Sale: Triton IX, Lot: 2358. Estimate $750. 
Closing Date: Monday, 9 January 2006. 
Sold For $1050. This amount does not include the buyer’s fee.

[Greek] CILICIA, Tarsos. Datames, Satrap of Cilicia and Cappadocia. Lot of five AR Staters. All coins: Baaltars seated right, torso facing, holding grain ear and grape-bunch in left hand, eagle-tipped sceptre in right arm; thymiaterion to right; all within crenellated wall / Ana, nude, facing Datames; both have their right arms raised; between them, thymiaterion; all within square dotted border within linear border. Average VF, rough. LOT SOLD AS IS, NO RETURNS. Five (5) coins in lot. ($750)

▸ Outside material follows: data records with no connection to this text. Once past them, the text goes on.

PR #11745, opened 2026-01-08
fix: ensure first changed file is correctly selected for preview when switching between commits

nshcr:
https://github.com/user-attachments/assets/effcb600-ce3e-46b9-8ada-37678110c351

This PR fixes an issue in the commit history preview within the branch view, where switching between different commits did not correctly update the preview to the first changed file of the currently selected commit.

The root cause is likely a race condition between multiple Svelte effects in the codebase. The issue is reliably reproducible, but the resulting state can appear somewhat random.

Since race conditions caused by effects execution order in Svelte are complex to reason about, the approach taken here is to add additional logic to ensure that a fresh selection state is always used whenever the context changes, which guarantees correct behavior.

### DIFF
--- a/apps/desktop/src/components/ChangedFiles.svelte
+++ b/apps/desktop/src/components/ChangedFiles.svelte
@@ -6,6 +6,7 @@
 	import emptyFolderSvg from '$lib/assets/empty-state/empty-folder.svg?raw';
 	import { FILE_SELECTION_MANAGER } from '$lib/selection/fileSelectionManager.svelte';
 	import { readStableSelectionKey, stableSelectionKey, type SelectionId } from '$lib/selection/key';
+	import { debounce } from '$lib/utils/debounce';
 	import { inject } from '@gitbutler/core/context';
 	import { Badge, EmptyStatePlaceholder, LineStats } from '@gitbutler/ui';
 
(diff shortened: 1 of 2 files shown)


apps/desktop/src/components/ChangedFiles.svelte
```diff
@@ -57,13 +57,30 @@
...
+		if (selectionChanged || firstFileChanged) {
+			idSelection.clear(id);
+		}
+
+		previousSelectionKey = currentKey;
+		previousFirstPath = firstChangePath;
+
 		if (firstChangePath && autoselect && selection.entries.size === 0) {
-			idSelection.set(firstChangePath, selectionId, 0);
+			idSelection.set(firstChangePath, id, 0);
```
nshcr, line 89: Based on the description of this PR (https://github.com/gitbutlerapp/gitbutler/pull/10225), I kept the use of a stable selection key (L67), while also unifying the selectionId used to the deserialized ID.

nshcr:
I noticed that this approach would cause the file selection state from the previous commit to be reset, so I've temporarily marked this PR as a draft and will take another look at the issue later.

nshcr:
This commit should fix the bug where the selected file was not preserved when switching contexts. Preserving the previously selected file is the intended behavior. It also addresses the issue described in the original post.

Adding the debouncing logic here is a compromise on my part - the interactions between Svelte's reactive effects in this area are too complex. I'd appreciate it if someone could help review whether this approach has any issues.

Byron:
My apologies for the late response, and thanks so much for making GitButler better!

I'd be unable to review this, but hope @estib-vega will be able to take a look.

nshcr:
The issue this PR was meant to address no longer exists in the new ChangedFiles UI.
Since it also now has merge conflicts involving a file that were removed by upstream, so I'm going to close it.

Datames, the son of Kamisares and a Scythian mother, served as a member of the Persian king's bodyguard before he became satrap of Cilicia and Cappadocia upon his father's death in 384 BC. In the course of his early career he put down a revolt in Lydia, defeated the rebel governor Thyos in Paphlagonia, and briefly occupied the city of Sinope. Because of these successes, the Persian king placed him in charge of the second war against Egypt, along with Pharnabazos and Tithraustes, satrap of Caria. Datames was first, however, detained by a local revolt in Kataonia, a territory within his satrapy. This time, his success incurred the king's jealousy, and he was removed both from his command of the Egyptian expedition as well as the rule of his satrapy. Refusing to relinquish his authority, Datames himself revolted and became a virtually independent ruler. His initial success in this endeavor prompted the revolt of other satraps across the empire. Datames' success, however, was short-lived. Distrust among the satraps rendered them unable to cooperate, their rebellion disintegrated, and Datames himself was assassinated by Mithradates, the son of Ariobarzanes, satrap of Phrygia, in 362 BC.